これは、もう新しい話ではありません。20年も前、南アフリカの研究者からの連絡で、「昔からの古いストレリチアの自生地が消えてなくなっています。当時の写真を提供してもらえませんか」
とありました。やはり、くるべきものが来ているようです。私が体験してきたストレリチア自生地が、昔物語になりつつあります。私が行っていた頃でさえ、自生地の開発が起きていたのですから、これは不思議なことではありません。
南アフリカのストレリチア自生地は国有地と私有地とあり、いくら珍しくないとはいえ、私たちの野原のタンポポやツクシのように自由に勝手に摘み取れるわけではありません。
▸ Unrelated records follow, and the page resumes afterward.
Issue #9, opened 2020-08-06
Frame stream (reader)


stammw:
We want to poll a stream of [HTTP/3 frames] for the receiving ends of request streams, control stream and push streams. 

This is something I've already [implemented in `quinn-h3`]. This is based on `tokio_util::codec::FramedRead`, but will likely be easy to import and adapt to whatever solution we choose in #7 and #8. 

There is one point I'm not quite happy with though: the `DataFrame` partial handling. Here is how it works for now, imagine a response with a `2048` bytes body:

We recieve: `HeadersFrame(_) | DataFrame(payload { size: 2048 })`

```rust
let mut recv = FrameStream::new(recv_stream);

assert_matches!(recv.poll_next(cx).await, Some(Ok(HttpFrame::Headers(_))));

// Read the body
assert_matches!(
  recv.poll_next(cx).await,
  Some(Ok(HttpFrame::Data(DataFrame(b)))) if b.len() == 1024 // partial payload at the start (b: Bytes)
);
assert_matches!(
  recv.poll_next(cx).await,
  Some(Ok(HttpFrame::Data(DataFrame(b)))) if b.len() == 1024 // partial payload at the end
);

assert_matches!(recv.poll_next(cx).await, None); // No trailers
```

So as soon as there is some data available in the transport's buffer, it is yielded as a `Bytes` wrapped in a "fake" `DataFrame`. The problem here is that the user doesn't know what size the original `DataFrame` was. If we take a proxy use case, we will change the `DataFrame` sizes that we forward. If they are smaller than the original, that means we'll add one header for each of them.

What I have in mind is: 

```rust
let mut recv = FrameStream::new(recv_stream);

assert_matches!(recv.poll_next(cx).await, Some(Ok(HttpFrame::Headers(_))));

// Read the body
// iterate on "real" DataFrames
while let Some(Ok(HttpFrame::Data(ref mut payload))) = recv.poll_next(cx).await {
  // payload is a stream of bytes and the len of the original DataFrame
  assert_eq!(data.len(), 2048);
  assert_matches!(data.poll_data().await, Some(b) if b.len() == 1024); // b: Bytes
  assert_eq!(data.remaining(), 1024);
  assert_matches!(data.poll_data().await, Some(b) if b.len() == 1024); // b: Bytes
  assert_matches!(data.poll_data().await, None);
}

assert_matches(recv.poll_next(cx).await, None); // No trailers
```

[...]

PR #14, opened 2020-08-08
Implement FrameStream on top of BufList

### LINKED ISSUE #8: Framing codecs
This is the entry-point of the implementation effort: encoding / decoding frames as described in the [H3 draft].

A good thing is that we can almost directly import [quinn_h3::proto::frame]. But first, we need  to figure out a solution for #6, and possibly #7.

Also, it is based on [quinn's codec-like helpers] for `VarInt`s that make the job more ergonomic IMO. But that will be easy to import only the used parts.

[H3 draft]: https://quicwg.org/base-drafts/draft-ietf-quic-http.html#name-http-framing-layer
[quinn_h3::proto::frame]: https://github.com/djc/quinn/blob/master/quinn-h3/src/proto/frame.rs
[quinn's codec-like helpers]: https://github.com/djc/quinn/blob/master/quinn-proto/src/coding.rs

stammw:
closes #8 and addresses #9 partially.

### DIFF
--- a/h3-quinn/src/lib.rs
+++ b/h3-quinn/src/lib.rs
@@ -3,6 +3,8 @@
 //! This module implements QUIC traits with Quinn.
 use std::{
     collections::BTreeMap,
+    error::Error,
+    fmt::Display,
     task::{self, Poll},
 };
 
@@ -11,7 +13,7 @@ use futures::{ready, FutureExt, StreamExt};
 use bytes::{Buf, Bytes};
 use quinn::{
     generic::{IncomingBiStreams, IncomingUniStreams, NewConnection, OpenBi, OpenUni},
-    ConnectionError, ReadError, VarInt, WriteError,
+    ConnectionError, VarInt, WriteError,
 };
 use quinn_proto::crypto::Session;
 
@@ -235,6 +237,30 @@ impl<S: Session> quic::RecvStream for RecvStream<S> {
         let _ = self
             .stream
             .stop(VarInt::from_u64(error_code).expect("invalid error_code"));
+    }
+}
+
+#[derive(Debug)]
+pub struct ReadError {
+    cause: quinn::ReadError,
+}
+
+impl Display for ReadError {
+    fn fmt(&self, f: &mut std::fmt::Formatter<'_>) -> std::fmt::Result {
+        self.cause.fmt(f)
+    }
+}
+
+impl Error for ReadError {
+    fn source(&self) -> Option<&(dyn Error + 'static)> {
+        // TODO: implement std::error::Error for quinn::ReadError
+        None
+    }
+}
+
+impl From<quinn::ReadError> for ReadError {
+    fn from(e: quinn::ReadError) -> Self {
+        Self { cause: e }
     }
 }
 
--- a/h3/src/frame/buf.rs
+++ b/h3/src/frame/buf.rs
@@ -24,6 +24,24 @@ impl<T: Buf> BufList<T> {
     pub(crate) fn bufs_cnt(&self) -> usize {
         self.bufs.len()
     }
+
+    pub fn cursor(&self) -> Cursor<T> {
+        Cursor {
+            buf: &self,
+            pos_total: 0,
+            index: 0,
+            pos_front: 0,
+        }
+    }
+}
+
+#[cfg(test)]
+impl<T: Buf> From<T> for BufList<T> {
+    fn from(b: T) -> Self {
+        let mut buf = Self::new();
+        buf.push(b);
+        buf
+    }
 }
 
 impl<T: Buf> Buf for BufList<T> {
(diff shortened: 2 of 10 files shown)


h3/src/quic.rs
```diff
@@ -79,7 +82,7 @@ pub trait RecvStream {
     /// The type of `Buf` for data received on this stream.
     type Buf: Buf;
     /// The error type that can occur when receiving data.
-    type Error; // bounds?
+    type Error: Into<io::Error>;
```
stammw, line 85: @seanmonstar What do you think of this bound ? Quinn returns io::Error, and I think this fits the use case. 

It makes calling `.into()` twice in `h3::frame` though. So it makes me feel there is a better solution?

seanmonstar: Yea I wasn't sure, thus the question in comments. In hyper, I've required `Into<Box<dyn std::error::Error + Send + Sync>>`, which allows me to wrap the error with some context in hyper, and still provide access to the original in `Error::source()`.

I'd probably lean towards that, but wasn't sure if there was something better.

stammw: So we would require `dyn std::error::Error` if we want to add some context at the `h3` layer ? `Send + Sync` is also needed right ?

h3/src/frame/buf.rs
```diff
@@ -70,3 +70,41 @@ impl<T: Buf> Buf for BufList<T> {
         vecs
     }
 }
+
+pub struct Cursor<'a, B> {
```
jxs, line 74: do we need an own `Cursor`? `Buf` is impl'ed for `Cursor<T:Buf>`: https://docs.rs/bytes/0.5.6/bytes/trait.Buf.html#impl-Buf-for-Cursor%3CT%3E

stammw: Yeah, that's the problem. BufList content is not contiguous and therefore cannot implement `AsRef<[u8]>` as Cursor relies onto.

stammw:
Good thing I added some tests, a header or varint spread on multiple buffers results in an infinite loop!

h3/src/frame/buf.rs
```diff
@@ -70,3 +70,57 @@ impl<T: Buf> Buf for BufList<T> {
...
+
+impl<'a, B: Buf> Buf for Cursor<'a, B> {
+    #[inline]
+    fn remaining(&self) -> usize {
+        self.buf.remaining() - self.pos
+    }
+
+    #[inline]
+    fn bytes(&self) -> &[u8] {
+        &self.buf.bytes()[self.pos..]
```
seanmonstar, line 97: I think this won't work when used with a `BufList`, since calling `buf.bytes()` would only ever return the first buf's bytes.

h3/src/quic.rs
seanmonstar: Yes, If any, I'd add `type Error: Into<Box<dyn std::error::Error + Send + Sync>>`.

h3/src/proto/frame.rs
```diff
@@ -0,0 +1,543 @@
...
+    InvalidSettingValue(SettingId, u64),
+    SettingRepeated(SettingId),
+    SettingsExceeded,
+    Incomplete(usize),
+    IncompleteData,
+    Settings(String),
+}
+
+#[derive(Debug, PartialEq)]
+pub enum Frame {
```
seanmonstar, line 25: Just a suggestion: perhaps we can remove the `Frame` suffix from the inner types (so, `Headers` instead of `HeadersFrame`, etc). Since we're already in the `frame` module, I think it will still be clear.

h3/src/quic.rs
stammw: Ok thanks. I'm not very knowledgeable when it comes to choose API bounds upfront for the moment.

h3/src/frame/buf.rs
stammw: I've written a special `Cursor` for `BufList`, now it doesn't go in an infinite loop anymore.

h3/src/proto/frame.rs
stammw: Done

h3/src/frame/mod.rs
```diff
@@ -1,3 +1,284 @@
...
+        let end = self.try_recv(cx)?;
+
+        let data = self.bufs.bytes();
+        match (data.remaining(), end) {
+            (0, true) => return Poll::Ready(Ok(None)),
+            (0, false) => return Poll::Pending,
+            (x, _) => *self.remaining_data.as_mut().unwrap() -= x as u64,
+        };
+
+        Poll::Ready(Ok(Some(Bytes::from(data))))
```
stammw, line 65: @seanmonstar How can I achieve this ? The borrow checker says it needs `'static`.

seanmonstar: To copy into a new `Bytes`, you'd need `Bytes::copy_from_slice(data)`. I think that's perfectly fine for now, let's get it working, and we can see about less copies in a separate PR.

h3/src/frame/mod.rs
```diff
@@ -1,3 +1,284 @@
...
+    }
+
+    pub fn reset(&mut self, error_code: ErrorCode) {
+        let _ = self.recv.stop_sending(error_code.0.into());
+    }
+
+    fn try_recv(&mut self, cx: &mut Context<'_>) -> Result<bool, Error> {
+        match self.recv.poll_data(cx) {
```
jxs, line 73: shouldn't `recv` be polled continuously until returning `Poll::Pending` as to [to register interest](https://doc.rust-lang.org/nightly/core/task/enum.Poll.html#variant.Pending)?
 otherwise it seems there's a state where `revc.poll_data()` returns `Some(d))` but `FrameDecoder` returns `None` due to the frame being `Incomplete` and `FrameStream` returns `Poll::Pending`  without setting to be woken when `recv` makes progress . 
See the [h2 example](https://github.com/hyperium/h2/blob/master/src/codec/framed_read.rs#L347) on how to keep polling until a `Frame` can be decoded

stammw: Looking closer into it, it looks like you're right! Thanks.

h3/src/quic.rs
stammw: Wouldn't `std::io::Error` have a large enough field of possibilities, instead of `std::error::Error` ?

seanmonstar: Typically `io::Error` is annoying, since the "cause" kind of *becomes* the `io::Error`, but only partly.

Doing as I said tends to be more flexible and clearer to users. But if it's easier, we can just merge with this and I can follow up with an error design PR.

stammw: I'll try to get this done in the current PR.

h3/src/frame/mod.rs
stammw: I think I got this sorted out. Could you check again ?

h3/src/frame/mod.rs
stammw: I quite unhappy with the solution I just came up with, but it should work.

h3/src/quic.rs
stammw: Done.

h3-quinn/src/lib.rs
```diff
@@ -238,6 +240,30 @@ impl<S: Session> quic::RecvStream for RecvStream<S> {
...
+
+impl Display for ReadError {
+    fn fmt(&self, f: &mut std::fmt::Formatter<'_>) -> std::fmt::Result {
+        self.cause.fmt(f)
+    }
+}
+
+impl Error for ReadError {
+    fn source(&self) -> Option<&(dyn Error + 'static)> {
+        // TODO: implement std::error::Error for quinn::ReadError
```
stammw, line 256: Do we need this ? Should I open a PR on quinn ?

seanmonstar: It's not required. It's only useful if users would want to be able to inspect for some specific variant or detail on the error.

seanmonstar (approved):
LGTM! Merge when ready :D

いざ、手に入れようとすると意外に高価で、そう簡単ではありませんでした。
株も販売されていても決して安くはなかったのです。結果として盗掘も多く、自生消滅の原因の一つともなっていました。私有地でやれば泥棒扱いですから、国有地の被書が多かったようです。交通の便の良い地域は真っ先きに狙われ、パテンシーのような不便な私有地の奥地はしばらく持ちこたえる事が出来るでしょう。
私の仕事である育種は、すでに自然から離れてしまっていますが、ストレリチア本来の姿を知るには自生地の存在は貴重です。